A Family-run Bookshop – Storytellers, Inc.

Storytellers, Inc., opened in December 2010 as a children’s bookshop, and then expanded into a general independent five years later. We’ve always been a mother-daughter team, with no additional staff, but our business has always been manageable because we’ve able to keep our expectations in line with our personal circumstances; chasing events and projects when we had more time and energy to dedicate to them, and then dialling down when other things needed prioritising. That flexibility that being a family business has brought us is what has kept us going ­– as well as our loyal customers, of course!   

Our ambitions for the bookshop have changed since we opened; we still love our monthly book clubs, giving reading recommendations in the shop and helping to choose gifts for loved ones, but we try not to overcomplicate the message anymore. We’re a bookshop. We sell books. Through becoming a parent myself, making sure we have time off together as a family, my own writing career, and unexpected occurrences like Covid, we’re really proud to still be open for business.

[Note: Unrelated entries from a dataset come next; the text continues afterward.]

PR #712, opened 2018-05-16
Red dot next to incomplete profiles

### LINKED ISSUE #680: Profile: display red badge when profile is incomplete
As a user, I'd like to see a subtle notification that my profile is incomplete, which will remind me to complete it when I have the time. 

We can display a (red, circular) badge over the profile image to indicate that the profile is not complete. When we add more fields to the profile in the future, we can use the same mechanism to draw user attention.

mbertrand:
The changes in #708 should be merged first so that the check for an existing profile image can be updated.

Closes #680

#### What's this PR do?
Displays a red dot next to the profile image if user is logged in and certain profile fields (name, bio, headline, or image) are blank.

- Add `FEATURE_PROFILE_UI=True` to your `.env` file.
- Log in as a user with empty/null values for any of the following: bio, headline, name, image_small.  A red dot should appear at upper right of your profile image (or default avatar image).
- Using django shell or API request, insert values for all the above fields.  The red dot should no longer appear near your profile image.


noisecapella:
Would the end user have any way to make this go away? Should we put a feature flag on this in the meantime, at least on the frontend portion?

noisecapella:
Functionality looks good, just the one question

mbertrand:
The end user won't be able to make the red dot go away until the UI is in place to edit profiles.  @pdpinch do you want a feature flag to disable the dot (or just block this PR) until that UI is in place?

mbertrand:
@noisecapella I added a feature flag, set `FEATURE_PROFILE_UI=True` to enable the red dot.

Passing Books through the Generations

Sometimes I catch myself rolling my eyes at parents who insist their child should read some ‘classics’ instead of something that’s fun and popular, but in most instances, it’s an act of love. Parents and grandparents just want to share the books they discovered as a child – it’s an offering of a time-machine of sorts, to some sort of shared experience with a child from the past that grew to an adult in the present. The great thing about bookshops of course, is that they can definitely sell you that copy of Swallows and Amazons that you so loved as a child, but they can also sell you the new Ross Montgomery, the new Nadia Shireen and the latest Kieran Larwood and Katherine Rundell, and maybe Grandad should read one of your favourites in return!

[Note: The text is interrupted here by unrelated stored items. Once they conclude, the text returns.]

PR #715, opened 2018-05-17
embedly styling

roberthouse54:
#### What's this PR do?
Some minor tweaks to embedly styling, margins, and thumbnail image layout.

Make sure that the thumbnail images for posts do not overflow their container, and that the layout does not break.

### DIFF
--- a/static/scss/embedly.scss
+++ b/static/scss/embedly.scss
@@ -19,7 +19,7 @@
   .photo {
     img {
       max-height: 600px;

Bookshops play an important role in passing on books through the generations, but I like it best when a bookshop can help books pass between generations. Sharing a book doesn’t have to mean reading aloud, it can be passing on a copy to a friend or a family member and saying, I loved this book! We have a book club where adults read and discuss books that are published for teenagers – most of those readers are parents who might share those books with their own teens at home. Bookshops promote conversation about books and that’s how the entire industry survives.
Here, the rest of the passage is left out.